* _DATA UNDER STUDY_:
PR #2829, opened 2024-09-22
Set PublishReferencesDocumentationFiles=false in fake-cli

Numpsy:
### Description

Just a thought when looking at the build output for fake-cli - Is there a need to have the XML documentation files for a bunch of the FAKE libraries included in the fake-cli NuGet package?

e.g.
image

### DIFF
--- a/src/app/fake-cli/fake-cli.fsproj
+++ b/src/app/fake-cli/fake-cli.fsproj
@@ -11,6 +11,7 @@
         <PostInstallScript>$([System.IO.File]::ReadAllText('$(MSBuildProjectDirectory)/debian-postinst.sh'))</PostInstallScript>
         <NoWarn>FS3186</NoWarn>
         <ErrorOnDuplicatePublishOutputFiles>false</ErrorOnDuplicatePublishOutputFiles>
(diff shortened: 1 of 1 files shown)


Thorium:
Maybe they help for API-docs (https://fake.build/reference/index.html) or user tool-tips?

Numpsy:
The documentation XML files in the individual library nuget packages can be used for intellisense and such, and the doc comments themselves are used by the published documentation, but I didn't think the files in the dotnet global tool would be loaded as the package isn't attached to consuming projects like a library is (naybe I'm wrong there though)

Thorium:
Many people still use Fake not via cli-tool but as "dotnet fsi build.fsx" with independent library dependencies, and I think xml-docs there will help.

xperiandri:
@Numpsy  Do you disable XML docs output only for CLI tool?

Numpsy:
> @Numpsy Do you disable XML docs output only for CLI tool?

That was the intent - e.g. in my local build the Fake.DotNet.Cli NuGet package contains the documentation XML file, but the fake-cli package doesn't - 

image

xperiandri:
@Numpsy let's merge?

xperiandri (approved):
--
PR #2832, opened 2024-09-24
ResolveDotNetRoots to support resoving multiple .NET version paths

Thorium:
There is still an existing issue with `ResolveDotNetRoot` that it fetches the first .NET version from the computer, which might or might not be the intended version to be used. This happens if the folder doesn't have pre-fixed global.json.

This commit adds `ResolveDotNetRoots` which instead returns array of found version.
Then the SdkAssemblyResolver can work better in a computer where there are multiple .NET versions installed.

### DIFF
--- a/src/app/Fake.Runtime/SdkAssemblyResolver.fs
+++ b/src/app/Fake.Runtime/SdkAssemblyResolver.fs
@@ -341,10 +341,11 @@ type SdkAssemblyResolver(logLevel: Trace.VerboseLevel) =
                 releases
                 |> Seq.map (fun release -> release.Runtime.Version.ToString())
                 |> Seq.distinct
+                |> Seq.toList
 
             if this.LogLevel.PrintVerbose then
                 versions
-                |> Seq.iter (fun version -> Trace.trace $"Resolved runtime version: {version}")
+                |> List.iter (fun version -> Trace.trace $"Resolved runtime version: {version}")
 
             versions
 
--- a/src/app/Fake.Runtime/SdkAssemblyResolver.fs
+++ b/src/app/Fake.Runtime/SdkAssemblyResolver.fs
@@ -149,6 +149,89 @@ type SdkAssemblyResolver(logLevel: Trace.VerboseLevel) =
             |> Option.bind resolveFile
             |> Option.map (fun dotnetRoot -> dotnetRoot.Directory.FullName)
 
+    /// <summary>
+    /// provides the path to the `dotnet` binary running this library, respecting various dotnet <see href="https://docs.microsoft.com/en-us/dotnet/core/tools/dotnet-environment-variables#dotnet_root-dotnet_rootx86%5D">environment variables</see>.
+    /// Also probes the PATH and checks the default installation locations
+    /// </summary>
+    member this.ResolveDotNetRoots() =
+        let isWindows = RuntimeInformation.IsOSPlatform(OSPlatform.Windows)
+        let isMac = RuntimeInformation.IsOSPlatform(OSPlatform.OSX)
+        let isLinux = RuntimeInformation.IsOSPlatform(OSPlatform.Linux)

* _WHAT IS REQUIRED_: Please give the number of lines in the data above that hold "VerboseLevel", and write nothing else.

* _OUTPUT FOR THIS EXERCISE_: 2